> _EXTRACTED DATA_
***

PR #331, opened 2020-03-17
Introduce Version Tool into Build Tools.

rvtraveller:
Let's introduce the [Version Tool](https://github.com/consolidation/version-tool) package into Build Tools so we can leverage it in other PRs or work we're doing.

This includes a `build:project:version` command which is largely available just for testing purposes.

### DIFF
--- a/src/Commands/BuildToolsBase.php
+++ b/src/Commands/BuildToolsBase.php
@@ -394,7 +394,7 @@ class BuildToolsBase extends TerminusCommand implements SiteAwareInterface, Buil
         $info = $this->autodetectApplication($siteDir);
 
         if ($info) {
-            return $info;
+            return $info['framework'];
         }
 
         // For backwards compatibility, assume "Empty".
--- a/src/Commands/BuildToolsBase.php
+++ b/src/Commands/BuildToolsBase.php
@@ -30,6 +30,7 @@ use Pantheon\Terminus\Models\Environment;
 
 use Robo\Contract\BuilderAwareInterface;
 use Robo\LoadAllTasks;
+use VersionTool\VersionTool;
 
 /**
  * Build Tool Base Command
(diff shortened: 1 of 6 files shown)


src/Commands/ProjectVersionCommand.php
```diff
@@ -0,0 +1,42 @@
...
+    use \Pantheon\TerminusBuildTools\Task\Ssh\Tasks;
+    use \Pantheon\TerminusBuildTools\Task\CI\Tasks;
+
+    /**
+     * Show build info attached to a site created by the
+     * build:project:create command.
+     *
+     * @command build:project:version
+     */
+    public function version()
```
greg-1-anderson, line 26: Please see https://github.com/consolidation/version-tool/blob/master/src/Cli/InfoCommands.php

greg-1-anderson: It would be best to return structured data so that --fields et. al. are available

rvtraveller: Thanks. I updated accordingly.

sugaroverflow:
@rvtraveller made some changes - @greg-1-anderson could you review if this is good to be merged now? Thank you!

src/Commands/BuildToolsBase.php
```diff
@@ -343,41 +344,64 @@ protected function expandSourceAliases($source)
...
 
-        foreach ($upstream_map as $file => $upstream) {
-            if (file_exists("$siteDir/$file")) {
-                return $upstream;
-            }
+        if ($info) {
+            $application = $info->application();
+            $version = $info->version();
+            $major_version = explode(".", $version);
+            $framework = $application == "WordPress" ? "empty-wordpress" : (
```
greg-1-anderson, line 374: This could be a little more verbose for readability. Maybe break it out into its own function where you can use the pattern `if (cond) { return }` to avoid nesting and ternary operators.

src/Commands/ProjectVersionCommand.php
```diff
@@ -0,0 +1,46 @@
...
+    {
+        $info = $this->autodetectApplication(getcwd());
+
+        if ($info) {
+            $data = [
+              'application' => $info['application'],
+              'version' => $info['version'],
+              'major-version' => $info['major_version'],
```
greg-1-anderson, line 36: If we used `$info['major-version']` instead of `major_version` throughout the code, then we could just return $info here without having to create a mapping like this.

***

> _YOUR GOAL_
Where a line of the data contains "Robo", copy that line.

> _THE ANSWER_
 use Robo\Contract\BuilderAwareInterface;
 use Robo\LoadAllTasks;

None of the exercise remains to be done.